§ **Description of the task**:
In the entries below, find each line with the word "hybrid" and return it.

[Dataset entries]
****

PR #1175, opened 2015-08-08
docs: the function's name was wrong

JonathanGeoffroy:
I changed the documentation, because the real name of this function is "setData", but the documentation talked about "setDataSet".
However, as there is a "getDataSet" function, you may wan't to change the "setData" function to "setDataSet".

### DIFF
--- a/docs/data/dataview.html
+++ b/docs/data/dataview.html
@@ -307,7 +307,7 @@ var view = new vis.DataView(data, {
 
     <tr>
       <td>
-        setDataSet(data)
+        setData(data)
       </td>
       <td>none</td>
       <td>


josdejong:
Thanks. At least the docs should be consistent, so I will merge your PR now.

Renaming the function to `setDataSet` would look more consistent, though that's would not be accurate either: you can set both a `DataSet` as well as a `DataView` as data source for a `DataView` using the method `setData`. The `getDataSet` function though will traverse over a (possible) chain of DataViews until it stumbles upon the DataSet at the root, and return that.

Maybe a better name for `setData` would be `setSource`?

PR #1183, opened 2015-08-12
Fixes documentation for group option of node.

vukk:
I was reading the documentation and noticed unfinished sentence for group option of network nodes.
This is a fix for that, feel free to modify if the wording is not to your liking.


AlexDM0:
Looks good! Thanks for the pull!

Regards,

Alex

PR #1209, opened 2015-08-21
Introduced the Graph2d group option 'excludeFromLegend'.

Bernd0:
It should be possible to exclude a group from the legend. The group option 'excludeFromLegend: false' excludes the group.

I updated the docs as well. I added the new flag in the "Graph2d options" section. It uses the green field style. Not sure if that is right, as there is no equal option for graph2d.


josdejong:
Thanks @Bernd0, looks good!

Issue #1207, opened 2015-08-21
Timeline group ordering performance suggestion 


ChenMachluf:
Hi,
I use vis timeline with 40k~ object that i update dynamically.
The performance bottleneck in vis is that is reorder all the group on every add/remove/update to the dataset.

I create a version of vis that instead of call group.order after every add/remove/update , 
it make sure that always the items is sorted.
i use binaryIndex to search the correct index to push the item in or to remove it.

i create 2 examples (based on visjs.org example) of timeline with 100000 items , with update and add function(1,1000,10000,10000 jumps)

original version : http://embed.plnkr.co/dioxgHCCj2TStrypDi9f/preview
my version : http://embed.plnkr.co/ujsM82uH2K3oannUCIYx/preview

As you can see to update one item in original version take more then a second.
In my version its take around milisecond.
But if we go to update 10000 or 100000 the original version is more faster , 
actually to the original version its almost the same time no depends of the items count (cuz it sort one time  all the items). 

Same is applied also to the add ,but just in the 100000 zone original version is faster.

this version solved my perf problems , cuz i update 400< items every few seconds.
my version make it slower if the update/add/remove is with big numbers.

I will love to pull request it if u think its better that way

josdejong:
Hi Chen, that sounds like a nice improvement. A pull request would be great!

josdejong:
btw I ran both your examples, and I don't get the expected performance improvements:

Chrome:
original version outputs "creation took 1553 mils"
improved version outputs "creation took 1295 mils"

Firefox:
original version outputs "creation took 1104 mils"
improved version outputs "creation took 1530 mils"

any idea?

ChenMachluf:
wow , ff do Array.sort much faster then chrome.
and chrome is faster using splice.
I check it only on chrome.... /:
In ff the creation is more faster and if you update/insert more then 500 items it better use the existing version.

I think (no ideal) maybe use some of hybrid depends on the count of the change element (and maybe platform? or overkill?)

what you think?

josdejong:
Thanks for your PR in #1211, that clarifies your solution. It's still not clear whether and when this actually yields an improved performance, I can't reproduce it.

Some sort of hybrid solution sounds indeed like overkill, unless it solves real performance issues for multiple real use cases. But if not, I prefer to keep the code as simple as possible.

[...]

PR #1211, opened 2015-08-21
make group keep orderedItems order every times instead of call group.order after every change

ChenMachluf:
as mentiod in #1207 .
Im using binaryIndex to keep the orderedItems always ordered.
It help with performance when update/remove/add items.

Need to decide if using this method or keep with the exisiting one , 
or use some kind of hybrid method that decide based of how many items changed the best option.

I pull request it so you can see changes and decide if we could improve it to some hybrid mode.

### DIFF
--- a/lib/timeline/component/Group.js
+++ b/lib/timeline/component/Group.js
@@ -350,6 +350,7 @@ Group.prototype.add = function(item) {
     this.subgroups[item.data.subgroup].items.push(item);
   }
   this.orderSubgroups();
+  this._addToOrderedItems(item);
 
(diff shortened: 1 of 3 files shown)


mojoaxel:
@ChenMachluf Sorry for the long delay :hourglass_flowing_sand: As you can see in #1781 this project is seriously understaffed. 
Do you you have any other idea how to improve performance or should we close this?

mojoaxel:
Ok, @ChenMachluf I'm closing this one for now. Feel free to reopen it at any time, if you still think this should be merged.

****

§ **Task result**:
I think (no ideal) maybe use some of hybrid depends on the count of the change element (and maybe platform? or overkill?)
Some sort of hybrid solution sounds indeed like overkill, unless it solves real performance issues for multiple real use cases. But if not, I prefer to keep the code as simple as possible.
or use some kind of hybrid method that decide based of how many items changed the best option.
I pull request it so you can see changes and decide if we could improve it to some hybrid mode.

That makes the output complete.